11Ces trois tendances procèdent également des changements dans le corps social, qui imposent de l’extérieur des mutations conformes aux exigences politiques et économiques contemporaines, dont l’analyse mérite toute notre attention.
12Mais, dans ces trois variantes, la démarche relève en définitive d’un même a priori, consistant à importer une épistémologie extérieure au champ de la psychanalyse, pour secondairement mesurer cette dernière à l’aune de la première.
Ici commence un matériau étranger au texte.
PR #14, opened 2015-10-30
Add default accounts for admin, agency worker, and general users

rileynwong:


manage.py
```diff
@@ -65,18 +65,38 @@ def add_fake_data(number_users, number_reports):
     User.generate_fake(count=number_users)
     IncidentReport.generate_fake(count=number_reports)
 
+
```
sandlerben, line 61: Why the added space here? Was it not there before?

manage.py
```diff
@@ -65,18 +65,38 @@ def add_fake_data(number_users, number_reports):
...
 @manager.command
 def setup_dev():
     """Runs the set-up needed for local development."""
     setup_general()
 
     # Create a default admin user
-    admin = User(email='user@example.com',
+    admin = User(email='user@admin.com',
```
sandlerben: Why don't we make the emails like `admin@user.com`?

sandlerben:
:shipit:

manage.py
rileynwong, line 61: yea pep8 was >:( at me

sandlerben, line 61: Yay pep8

PR #10, opened 2015-10-24
List reports 

rileynwong:
Endpoint is reports/reports

PR #20, opened 2015-10-30
View list of incident reports

rileynwong:


rileynwong:
r @kyle-rosenbluth ?

sandlerben:
Can we close #10?

app/reports/views.py
```diff
@@ -0,0 +1,31 @@
...
+from flask.ext.login import login_required, current_user
+from . import reports
+from ..models import IncidentReport, Agency
+
+
+@reports.route('/all')
+@login_required
+def view_reports():
+    """View all idling incident reports."""
+    """Different roles have access to different reports.
```
sandlerben: Nit: can we combine this into one docstring?

app/reports/views.py
```diff
@@ -0,0 +1,31 @@
...
+    A general user can see all reports submitted by that user."""
+
+    if current_user.is_admin():
+        reports = IncidentReport.query.all()
+        agencies = Agency.query.all()
+
+    elif current_user.is_agency_worker():
+        agency_id = current_user.agency.id
+        agencies = Agency.query.filter_by(id=agency_id)
+        reports = IncidentReport.query.filter_by(agency_id=agency_id)
```
sandlerben: Couldn't we just do

`current_user.agency.reports`?

app/templates/reports/reports.html
```diff
@@ -0,0 +1,106 @@
...
+                </div>
+            </h2>
+
+            <div class="ui menu">
+                <div id="select-agency" class="ui dropdown item">
+                    <div class="text">
+                        {% if current_user.is_admin() %}
+                            All incident reports
+                        {% else %}
+                            {{ current_user.agency.name }}
```
sandlerben: Maybe change to `{{ current_user.agency.name }}'s incident reports`

sandlerben:
I'll review a bit more closely when this is all finished up (e.g. logic for general users). How do you think users should get to this page? Should we add an `reports` link to the navbar?

rileynwong:
@sandlerben @thomaslee1911

app/reports/views.py
```diff
@@ -0,0 +1,30 @@
...
+    An Agency worker can all reports for their agency.
+    A general user can see all reports submitted by that user."""
+
+    if current_user.is_admin():
+        reports = IncidentReport.query.all()
+        agencies = Agency.query.all()
+
+    elif current_user.is_agency_worker():
+        reports = current_user.agency.reports
+        agencies = None
```
thomaslee1911: Should the agency worker be associated with their agency here?

app/models/incident_report.py
```diff
@@ -11,6 +11,9 @@ class Location(db.Model):
     incident_report_id = db.Column(db.Integer,
                                    db.ForeignKey('incident_reports.id'))
 
+    def __repr__(self):
+        return '<Location \'%s\'>' % self.longitude
```
thomaslee1911: Not sure where this is used but maybe include latitude as well.

app/reports/__init__.py
```diff
@@ -0,0 +1,5 @@
+from flask import Blueprint
+
+reports = Blueprint('reports', __name__)
+
+from . import views  # noqa
```
thomaslee1911, line 5: Could you do this in accordance with flake8 / without using noqa?

rileynwong, line 5: no, i think this is what we do for any `__init__.py` file

app/models/incident_report.py
rileynwong: good call, i changed this to just return lat, long in string format

app/models/incident_report.py
```diff
@@ -11,6 +11,9 @@ class Location(db.Model):
     incident_report_id = db.Column(db.Integer,
                                    db.ForeignKey('incident_reports.id'))
 
+    def __repr__(self):
+        return '%s, %s' % (self.latitude, self.longitude)
```
sandlerben: Nit: Let's use string.format

http://stackoverflow.com/questions/5082452/python-string-formatting-vs-format

app/models/incident_report.py
```diff
@@ -61,6 +65,7 @@ def flip_coin():
                 date=fake.date_time_between(start_date="-1y", end_date="now"),
                 duration=timedelta(minutes=randint(1, 30)),
                 agency=choice(agencies),
+                user=choice(users),
```
sandlerben, line 69: So every report will have a user but it's possible not every user will have a report? Sounds good.

app/reports/__init__.py
sandlerben, line 5: she is right

app/reports/views.py
```diff
@@ -0,0 +1,32 @@
+from flask import render_template
+from flask.ext.login import login_required, current_user
+from . import reports
+from ..models import IncidentReport, Agency
+
+
+@reports.route('/all')
+@login_required
+def view_reports():
+    """View all idling incident reports.
```
sandlerben, line 10: Nice docstring :+1:

app/reports/views.py
```diff
@@ -0,0 +1,32 @@
...
+
+    if current_user.is_admin():
+        reports = IncidentReport.query.all()
+        agencies = Agency.query.all()
+
+    elif current_user.is_agency_worker():
+        reports = []
+        for agency in current_user.agencies:
+            reports.extend(agency.incident_reports)
+        agencies = None
```
sandlerben: I would set agencies to None before the if/elif/else block. This takes advantage of what I consider to be a confusing and peculiar feature of python.

sandlerben:
A few comments/questions on the page itself:
1. What does `Submitter` mean?
2. Can we format the date nicer?
3. Does it really make sense to have a location column?
4. There is a funky bug with the coloring of the switch.
5. When I select SEPTA and then All incident reports I see no reports in the table

sandlerben:
@nancywong I'm seeing the warning "This pull request is closed, but the list-reports-b branch has unmerged commits."

Are all those unmerged commits on your new branch?

rileynwong:
yes, everything's on #57, which was branched off of this w/ the new commits

PR #21, opened 2015-10-30
Removed logic for adding users

sandlerben:
Admins only need to invite users


sandlerben:
r @apiatski @kongsally

rileynwong:
wait how come? isn't direct add easier and faster?

PR #22, opened 2015-10-30
Update default users

rileynwong:


sandlerben:
Nit: you might want to squash the two identical commits.

Besides that, if it works locally for you feel free to merge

Une telle démarche trouverait sa légitimité dans l’absence d’une épistémologie propre à la psychanalyse, justifiant systématiquement un recours extérieur. Or, la question demeure de savoir si ce défaut est structurel à la découverte freudienne, ou s’il relève d’un leurre traduisant une forme de méconnaissance, non pas de la portée des découvertes freudiennes, mais bien plutôt de l’épistémologie propre à ce champ du savoir, laquelle organiserait l’ensemble de façon unitaire.
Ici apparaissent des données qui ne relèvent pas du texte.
PR #3021, opened 2019-05-24
Enhancement: make the bool-to-bv pass more robust and targeted

makaimann:
## Summary
This pull request is an improvement to the `bool-to-bv` preprocessing pass. The existing pass is both too weak and too strong, depending on the circumstance. Throughout this description, "lower" refers to lowering a boolean to a bit-vector.

Note: We did discuss a bug that was in this branch, but to my knowledge there is no bug in the `master` implementation. I.e. this is not a bug fix, only an enhancement.

I am still running tests for both correctness and to verify that this actually improves performance when compared to the `master` implementation of `bool-to-bv`. Please do not merge this until I complete those runs.

### Example of being too weak
If there are arrays in the formula, the pass will give up. This is because before rebuilding a node, the existing pass checks if all the cached children are bit-vectors and if not it gives up. It does not recognize that there are scenarios in which a node should be rebuilt, even if it's not being lowered itself.
e.g. `(= A (store B idx (ite cond val1 val2)))` should lower the `ite` to a `BITVECTOR_ITE` but this does not happen with the current pass

### Example of being too strong
When using `--bool-to-bv=ite`, the pass should only try to lower `ITEs`. However, due to node-hashing, there may be some unintended consequences.

For example, `(and (= x y) (= z (ite (= x y) val1 val2)))` would lower both occurrences of `(= x y)` even in the `bool-to-bv=ite` mode. We would prefer, to only lower the `ite`.

## Solution

This pull request separates the notion of rebuilding a node and lowering it. Even if a node cannot be lowered, it might need to be rebuilt so that changes to it's children are incorporated. This is especially important when there are other sorts, such as arrays, present in the formula. Equality between arrays can't be lowered, but there could be descendants that were safely turned into bit-vectors and the parent node needs to be rebuilt to keep those changes.

Therefore, there is now a distinction between lowering a node and rebuilding it. We have to be careful in both cases, to avoid creating badly typed nodes.

* it is safe to lower a node if all of its children have been turned into bit-vectors
* it is safe to rebuild a node if none of its children will change types (causing it to not be well typed)

Furthermore, to address the second issue, we treat ITEs differently from other nodes. If the mode is `bool-to-bv=ite`, we traverse the formula until we hit an `ITE` and only then do we start trying to lower the node. We also have a separate cache for ITEs that is only added to. There's a separate cache for every other type of node, which is cleared to avoid unnecessarily lowering a node that's not an `ITE` (due to node hashing). Note: in the `ite` mode, it does not convert boolean variables because that requires introducing another `ITE`.

@aniemetz 
@mpreiner


makaimann:
All right, the tests finished running and the current version doesn't have any errors or discrepancies. I ran the following benchmark sets with both debug and production with assertions for `--bool-to-bv=ite` and `--bool-to-bv=all`:

- `QF_ABV`
- `QF_AUFBV`
- `QF_BV`
- `QF_ABV` incremental
- `QF_AUFBV` incremental
- `QF_BV` incremental

I haven't run performance comparisons with the `bool-to-bv` pass implemented in master yet.

src/preprocessing/passes/bool_to_bv.h
```diff
@@ -46,23 +46,72 @@ class BoolToBV : public PreprocessingPass
...
+   *  Returns the lowered node
+   */
+  Node lowerNode(const TNode& node, bool force = false);
+
+  /** Tries to lower one node to a width-one bit-vector
+   *  Caches the result if successful
+   *
+   *  force = true causes booleans to be converted to bit-vectors using an ITE
+   *     this is only used by mode ALL currently, but could conceivably be used
+   *     in new modes.
```
alex-ozdemir: (optional) Perhaps call this parameter `allowIteIntroduction` then (and apply the same name change throughout)?

src/preprocessing/passes/bool_to_bv.h
```diff
@@ -46,23 +46,72 @@ class BoolToBV : public PreprocessingPass
...
+   */
+  void lowerNodeHelper(const TNode& n, bool force = false);
```
alex-ozdemir: (optional) Since you seem to be implementing a traversal, and this is your visit function, perhaps just call it `visit`, and in the header comment say that it lowers a node or rebuilds it or skips it.

src/preprocessing/passes/bool_to_bv.h
```diff
@@ -46,23 +46,72 @@ class BoolToBV : public PreprocessingPass
...
+      forces the top-level assertion. There's no point forcing the assertion
+      to be a bit-vector when it will just be converted back into a boolean.
+  */
+  Node lowerAssertion(const TNode& node, bool force = false);
+
+  /** Traverses subterms to turn booleans into bit-vectors using lowerNodeHelper
+   *  Passes the force argument to lowerNodeHelper
+   *  Returns the lowered node
+   */
+  Node lowerNode(const TNode& node, bool force = false);
```
alex-ozdemir: (optional) Since this does a traversal, I might call it `recursivelyLowerNode`.

src/preprocessing/passes/bool_to_bv.h
```diff
@@ -46,23 +46,72 @@ class BoolToBV : public PreprocessingPass
...
+   *
+   *  force = true causes booleans to be converted to bit-vectors using an ITE
+   *     this is only used by mode ALL currently, but could conceivably be used
+   *     in new modes.
+   */
+  void lowerNodeHelper(const TNode& n, bool force = false);
+
+  /* Traverses formula looking for ITEs to lower to BITVECTOR_ITE using
+   * lowerNode*/
+  Node lowerIte(const TNode& node);
```
alex-ozdemir: (optional) Since this does a traversal, call it `recrusivelyLowerItes`?

src/preprocessing/passes/bool_to_bv.cpp
```diff
@@ -221,7 +215,157 @@ void BoolToBV::lowerNode(const TNode& n)
...
+    Debug("bool-to-bv") << "BoolToBV::lowerNodeHelper skipping: " << n
+                        << std::endl;
+  }
+}
+
+Node BoolToBV::lowerIte(const TNode& node)
+{
+  std::vector<TNode> visit;
+  visit.push_back(node);
+  std::unordered_set<TNode, TNodeHashFunction> visited;
```
alex-ozdemir: (optional) Perhaps `childrenEnqueued`?

src/preprocessing/passes/bool_to_bv.cpp
```diff
@@ -39,165 +39,159 @@ PreprocessingPassResult BoolToBV::applyInternal(
       options::preprocessStep());
 
   unsigned size = assertionsToPreprocess->size();
-  for (unsigned i = 0; i < size; ++i)
+
+  if (options::boolToBitvector() == BOOL_TO_BV_ALL)
```
alex-ozdemir: Perhaps use a switch/case?

src/preprocessing/passes/bool_to_bv.cpp
```diff
@@ -39,165 +39,159 @@ PreprocessingPassResult BoolToBV::applyInternal(
...
+}
+
+Node BoolToBV::lowerNode(const TNode& node, bool force)
 {
-  bool optionITE = options::boolToBitvector() == BOOL_TO_BV_ITE;
-  NodeManager* nm = NodeManager::currentNM();
   std::vector<TNode> visit;
-  visit.push_back(a);
+  visit.push_back(node);
   std::unordered_set<TNode, TNodeHashFunction> visited;
```
alex-ozdemir: (optional) Perhaps call this `childrenEnqueued`?

src/preprocessing/passes/bool_to_bv.cpp
```diff
@@ -39,165 +39,159 @@ PreprocessingPassResult BoolToBV::applyInternal(
...
 
-    int numChildren = n.getNumChildren();
-    Kind k = n.getKind();
-    Debug("bool-to-bv") << "BoolToBV::lowerAssertion Post-traversal with " << n
-                        << " and visited = " << ContainsKey(visited, n)
+    Debug("bool-to-bv") << "BoolToBV::lowerNode: Post-order traversal with "
+                        << n << " and visited = " << ContainsKey(visited, n)
                         << std::endl;
 
+    int numChildren = n.getNumChildren();
```
alex-ozdemir: I'd move this to the (single) use-site.

src/preprocessing/passes/bool_to_bv.cpp
```diff
@@ -39,165 +39,159 @@ PreprocessingPassResult BoolToBV::applyInternal(
...
+
     // Mark as visited
-    /* Optimization: if it's a leaf, don't need to wait to do the work */
-    if (!ContainsKey(visited, n) && (numChildren > 0))
+    if (!ContainsKey(visited, n))
```
alex-ozdemir: Since this, `if` has an `else`, why not switch the bodies and get rid of the `!`, eliminating the implicit double-negation?

src/preprocessing/passes/bool_to_bv.cpp
```diff
@@ -221,7 +215,157 @@ void BoolToBV::lowerNode(const TNode& n)
...
+  bool safe_to_lower =
+      (new_kind != k);  // don't need to lower at all if kind hasn't changed
+
+  // it's safe to rebuild if rebuilding doesn't change any of the types of the
+  // children
+  bool safe_to_rebuild = true;
+
+  for (const Node& nn : n)
+  {
+    if (safe_to_lower)
```
alex-ozdemir: (optional) You could do `safe_to_lower = safe_to_lower && ...;`

My preference is generally to minimize explicit control flow, which is why I suggest this.

src/preprocessing/passes/bool_to_bv.cpp
```diff
@@ -221,7 +215,157 @@ void BoolToBV::lowerNode(const TNode& n)
...
+    {
+      safe_to_lower = fromCache(nn).getType().isBitVector();
+    }
+    if (safe_to_rebuild)
```
alex-ozdemir: (optional) Same as above

src/preprocessing/passes/bool_to_bv.cpp
```diff
@@ -221,7 +215,157 @@ void BoolToBV::lowerNode(const TNode& n)
...
+    {
+      safe_to_rebuild = (fromCache(nn).getType() == nn.getType());
+    }
+    // if it's already not safe to do either, stop checking
+    if (!safe_to_lower && !safe_to_rebuild)
```
alex-ozdemir: Good catch. I was surprised to discover that [GCC doesn't find this kind optimization on its own](https://godbolt.org/z/XUba0d).

src/preprocessing/passes/bool_to_bv.cpp
```diff
@@ -221,7 +215,157 @@ void BoolToBV::lowerNode(const TNode& n)
...
+
+  if (new_kind != k)
+  {
+    if (safe_to_lower)
+    {
+      rebuildNode(n, new_kind);
+      return;
+    }
+
+    else if (force && fromCache(n).getType().isBoolean())
```
alex-ozdemir: You can eliminate this `else if` my moving it's inner if into two else-if's below (adding the `new_kind != k` condition and merging the if above with its outer if.

This has the nice effect of producing an (almost) flat conditional tree with branches that correspond to the four visitation actions:
* lower to BV
* lower to BV using an ITE
* rebuild to incorporate child changes
* do nothing.

which you could then write appropriate comments for.

src/preprocessing/passes/bool_to_bv.cpp
```diff
@@ -221,7 +215,157 @@ void BoolToBV::lowerNode(const TNode& n)
...
+{
+  std::vector<TNode> visit;
+  visit.push_back(node);
+  std::unordered_set<TNode, TNodeHashFunction> visited;
+
+  while (!visit.empty())
+  {
+    TNode n = visit.back();
+    visit.pop_back();
+    Kind k = n.getKind();
```
alex-ozdemir: I'd inline this to its (single) use-site.

src/preprocessing/passes/bool_to_bv.cpp
```diff
@@ -39,165 +39,159 @@ PreprocessingPassResult BoolToBV::applyInternal(
       options::preprocessStep());
 
   unsigned size = assertionsToPreprocess->size();
-  for (unsigned i = 0; i < size; ++i)
+
+  if (options::boolToBitvector() == BOOL_TO_BV_ALL)
+  {
+    for (unsigned i = 0; i < size; ++i)
```
aniemetz: I'd like us to get into the habit of using a) the correct type size without implicitly down casting and b) fixed-width types wherever applicable. In this particular case, `size` should be `size_t` (see https://github.com/CVC4/CVC4/blob/master/src/preprocessing/assertion_pipeline.h#L39).

src/preprocessing/passes/bool_to_bv.cpp
```diff
@@ -39,165 +39,159 @@ PreprocessingPassResult BoolToBV::applyInternal(
...
+    {
+      Node newAssertion = lowerAssertion((*assertionsToPreprocess)[i], true);
+      assertionsToPreprocess->replace(i, Rewriter::rewrite(newAssertion));
+    }
+  }
+  else if (options::boolToBitvector() == BOOL_TO_BV_ITE)
+  {
+    for (unsigned i = 0; i < size; ++i)
```
aniemetz: Ditto

src/preprocessing/passes/bool_to_bv.cpp
aniemetz: It's only two cases, so I'd say no to switch/case. But I'd suggest to store option values that are accessed multiple times in a variable so that you have to access the option only once (not performance critical here but a good habit in general to reduce overhead).

src/preprocessing/passes/bool_to_bv.cpp
```diff
@@ -39,165 +39,159 @@ PreprocessingPassResult BoolToBV::applyInternal(
...
+    {
+      assertionsToPreprocess->replace(
+          i, Rewriter::rewrite(lowerIte((*assertionsToPreprocess)[i])));
+    }
+  }
+  else
   {
-    assertionsToPreprocess->replace(
-        i, Rewriter::rewrite(lowerAssertion((*assertionsToPreprocess)[i])));
+    // Unhandled option
```
aniemetz: Since we only have two cases here, I'd suggest to assert that the second case is the case you expect. Avoid using `Unreachable()` when possible.

src/preprocessing/passes/bool_to_bv.cpp
```diff
@@ -39,165 +39,159 @@ PreprocessingPassResult BoolToBV::applyInternal(
...
+
+  // now try lowering the assertion, but don't force it (even in mode all)
+  lowerNode(assertion, false);
+  Node newAssertion = fromCache(assertion);
+  TypeNode newAssertionType = newAssertion.getType();
+  if (newAssertionType.isBitVector())
+  {
+    Assert(newAssertionType.getBitVectorSize() == 1);
+    NodeManager* nm = NodeManager::currentNM();
+    newAssertion = nm->mkNode(kind::EQUAL, newAssertion, bv::utils::mkOne(1));
```
aniemetz: You could merge these two lines since you use `nm` only once.

src/preprocessing/passes/bool_to_bv.cpp
aniemetz: `numChildren` should be `size_t` (see https://github.com/CVC4/CVC4/blob/master/src/expr/node.h#L571).

src/preprocessing/passes/bool_to_bv.cpp
```diff
@@ -39,165 +39,159 @@ PreprocessingPassResult BoolToBV::applyInternal(
...
-    if (!ContainsKey(visited, n) && (numChildren > 0))
+    if (!ContainsKey(visited, n))
     {
       visited.insert(n);
       visit.push_back(n);
 
       // insert children in reverse order so that they're processed in order
-      //     important for rewriting which sorts by node id
+      //    important for rewriting which sorts by node id
       for (int i = numChildren - 1; i >= 0; --i)
```
aniemetz: Then change this accordingly (see above).

src/preprocessing/passes/bool_to_bv.cpp
aniemetz: `visited` is fine, that's the pattern we commonly use.

src/preprocessing/passes/bool_to_bv.h
aniemetz: No, don't call it `recursively` if it's implemented iteratively -- it might be a bit misleading. And we want to get rid of recursion in general wherever possible.

src/preprocessing/passes/bool_to_bv.cpp
```diff
@@ -39,165 +39,159 @@ PreprocessingPassResult BoolToBV::applyInternal(
...
-  else
-  {
-    Assert(a == fromCache(a));
-    return a;
-  }
+  return fromCache(node);
 }
 
-void BoolToBV::lowerNode(const TNode& n)
+void BoolToBV::lowerNodeHelper(const TNode& n, bool force)
```
aniemetz: This is short and only used once -- why not inline it?

aniemetz:
> I think that we could clean this preprocessing pass up quite a bit by using the node visitor, but there's no need to block this PR on that change.

@alex-ozdemir the problem with NodeVisitor is that it is quite clunky, in particular for light weight use cases. That's the main reason we've not been using it much -- you have to implement a class for every use case. I suggest to not switch to NodeVisitor here for the same reason.

makaimann:
Thanks for all the great feedback @alex-ozdemir and @aniemetz! This is on my todo list but not near the top yet. I should get to it before too long. Unless it needs to be expedited for some reason, in which case I can prioritize it more.

src/preprocessing/passes/bool_to_bv.h
makaimann: Good idea, done with eeae87d6fb90d88145462825066888f943b6738b

src/preprocessing/passes/bool_to_bv.h
makaimann: Done with e74a30cdff8c3dd950be461310a847aaa6a2ab9c

src/preprocessing/passes/bool_to_bv.h
makaimann: Left it as-is.

src/preprocessing/passes/bool_to_bv.h
makaimann: Left it as-is to avoid the "recursively" name.

src/preprocessing/passes/bool_to_bv.cpp
makaimann: Left it the same.

src/preprocessing/passes/bool_to_bv.cpp
makaimann: Good point, done with 516680e786d4ac6bf38d1771cdbd1f250028203a.

src/preprocessing/passes/bool_to_bv.cpp
makaimann: Done with 516680e786d4ac6bf38d1771cdbd1f250028203a.

src/preprocessing/passes/bool_to_bv.cpp
makaimann: Good idea, done with 03d3d6df59cfe118cf430d8483607274e60c4f11

src/preprocessing/passes/bool_to_bv.cpp
makaimann: Good observation, done with 1c069405200345bc284cea108e51aaef63c35190

src/preprocessing/passes/bool_to_bv.cpp
makaimann: Sounds good -- done with 68cd1a8524ba835196351c8eb9a84cd3f15b9df2

src/preprocessing/passes/bool_to_bv.cpp
makaimann: Done with 68cd1a8524ba835196351c8eb9a84cd3f15b9df2

src/preprocessing/passes/bool_to_bv.cpp
makaimann: Note: renamed this to `visit` based on other comments. You're right that it's only used once, but it's actually pretty long (that first return is just one of the exit conditions).

src/preprocessing/passes/bool_to_bv.cpp
makaimann: Done with 2b4d2bafd6aa2381b092701c0af9953a1602c428.

src/preprocessing/passes/bool_to_bv.cpp
makaimann: Done with 7367bdb1ad9a3e59afedfff86ad8df441c6c6794

src/preprocessing/passes/bool_to_bv.cpp
makaimann: Done with a6e29354a9f971683a33ec622bf4ec8716c10936

src/preprocessing/passes/bool_to_bv.cpp
makaimann: Done with a6e29354a9f971683a33ec622bf4ec8716c10936

makaimann:
> But I'd suggest to store option values that are accessed multiple times in a variable so that you have to access the option only once (not performance critical here but a good habit in general to reduce overhead).

In d3dbfa82863aa08af3e9247ba640701b1d93e258 I stored the option in a member variable. This required moving the `bv_option` include to the header. Is this okay? Also, for some reason I can't find the guidelines for the member variable naming scheme. Is it in the Developer guide? `d_` is for "data", right? What should I call a cached option?

makaimann:
After looking at other code, I think it should be called `d_boolToBVMode`, so I just made that change with 59071b1b474cbeb5d1b2cf92c8021cc85654cd0b.

alex-ozdemir:
Sorry for the delay, Makai. I didn't realize you had updated this (although, now that I think about it, you said so on Monday!). Looks good to me!

alex-ozdemir:
Adding "do not merge" so that this doesn't accidentally get merged before Aina takes another look.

13Ainsi, pour certains commentateurs contemporains, la psychanalyse serait aujourd’hui en crise. Ses fondements, ses conceptualisations, comme sa pratique, touchés par de multiples critiques, résisteraient mal à cette mise en cause au point que l’on pourrait désormais douter de son actualité, de son efficacité, et plus encore de son futur. On pourrait, certes, contester ou déplorer un tel verdict, comme certains pourraient à l’inverse s’en féliciter. Mais l’on ne saurait ignorer que les deux termes de cette alternative traduisent que la question de son destin demeure une préoccupation contemporaine, comme elle le fut d’ailleurs depuis sa naissance.
14C’est d’ailleurs un aspect récurrent de l’histoire de la psychanalyse. Alors qu’en moins d’un siècle, la psychanalyse a conquis une bonne partie de la planète pour devenir, comme l’a montré le philosophe et anthropologue social anglais Ernest Gellner [5], une référence indispensable dans l’étude de la personnalité humaine, Freud, pour sa part, s’est régulièrement heurté au rejet, parfois très hostile, de la théorie et de la pratique analytique. Loin d’en être personnellement meurtri, l’inventeur de la psychanalyse voyait plutôt dans ces désaccords « une conséquence nécessaire des prémisses analytiques fondamentales [6] ». Comme toute discipline novatrice, la psychanalyse ne pouvait, selon lui, que rencontrer certaines résistances. Mais plus que toute autre, elle se heurtait aux résistances qu’elle se proposait justement de dévoiler. En ce sens, la crise d’aujourd’hui, si crise il y a, n’est pas sans évoquer les précédentes et mérite également d’être reprise comme un moment fécond amenant la psychanalyse à interroger une fois encore ses fondements épistémologiques.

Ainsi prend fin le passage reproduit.